SUPPLIED DATA:
PR #206, opened 2024-02-27
chore: add truststore for keycloak

mjnagel:
## Description

Adds the truststore to keycloak.

## Related Issue

N/A

## Type of change

## Checklist before merging


src/keycloak/chart/values.yaml
```diff
@@ -8,7 +8,14 @@ image:
   pullPolicy: IfNotPresent
 
 # renovate: datasource=github-tags depName=defenseunicorns/uds-config versioning=semver
-configImage: ghcr.io/defenseunicorns/uds/identity-config:0.2.1
+# configImage: ghcr.io/defenseunicorns/uds/identity-config:0.3.0
+configImage: ghcr.io/mjnagel/uds-identity-config:0.3.0-dev
```
jeff-mccoy: 👀

src/keycloak/chart/templates/statefulset.yaml
```diff
@@ -90,11 +95,11 @@ spec:
...
             
             # X509 configuration
-            # - name: KC_SPI_TRUSTSTORE_FILE_FILE
-            #   value: /truststore/truststore.jks
-            # - name: KC_SPI_TRUSTSTORE_FILE_PASSWORD
-            #   value: changeit
-            
+            - name: KC_SPI_TRUSTSTORE_FILE_FILE
+              value: /opt/keycloak/conf/truststore.jks
+            - name: KC_SPI_TRUSTSTORE_FILE_PASSWORD
```
jeff-mccoy, line 97: since we're [using the default](https://www.keycloak.org/server/enabletls#_setting_the_truststore_password), think we can drop this

mjnagel: I added this as a helm value in case someone is loading an alternate truststore for their environment and "secured" it with a real password. This way they can override the helm value with their bundle to use whatever password is needed. Thoughts on that?

I could wrap this in a conditional and leave it off in the default case to keep things a bit cleaner though.

src/keycloak/chart/values.yaml
mjnagel: 😅 temp change while the other PR was in flight so that I could test e2e and easily send this branch to others for validation.

src/keycloak/chart/templates/statefulset.yaml
mjnagel: Apparently despite the default in docs this is required, or something else is nulling out the default:
```
keycloak ERROR: Unexpected error when starting the server in (development) mode
keycloak ERROR: Failed to start quarkus
keycloak ERROR: Attribute 'password' missing in 'truststore':'file' configuration
```

Will look at that a bit more and open upstream issue if that's a bug/bad docs.

rjferguson21 (approved):

PR #219, opened 2024-03-04
fix: kubeapi netpol generation now also includes the ip from the kubernetes service

corang:
Fixes a bug in EKS vpc-cni for gitlab where the gitlab pods couldn't talk to the api server

## Type of change

## Checklist before merging


TristanHoladay (approved):

mjnagel (approved):
I think this is a reasonable change to unblock the issue in EKS - shouldn't be any change to the security posture since we were allowing this traffic already (albeit using the endpoints vs clusterip).

PR #224, opened 2024-03-05
fix(keycloak): add missing postgres host and port secret keys

jeff-mccoy:
This PR adds the postgres host/port entries missing from the secret along with a conditional secret sha256sum annotation to force a roll on secret update. Note this behavior is different than than the [Codecentric chart](https://github.com/codecentric/helm-charts/blob/58a318a16a5ed220601da39fcd4e82127c3f911a/charts/keycloak/templates/statefulset.yaml#L98) that only puts the password in the secret and the rest direct-injected into the `Statefulset`.


brianrexrode (approved):
👀 👍 2️⃣ me

mjnagel (approved):

PR #241, opened 2024-03-11
fix(keycloak): only use PVC for devMode

jeff-mccoy:
Only use PVC for keycloak devMode to avoid issues in HA mode.


brianrexrode (approved):
👀 👍 2️⃣ me

rjferguson21:
Tested this with HA deployment and everything worked.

TASK TO COMPLETE: One number is the expected answer: the count of lines above that hold the word "server".

RESPONSE TO THE TASK: 3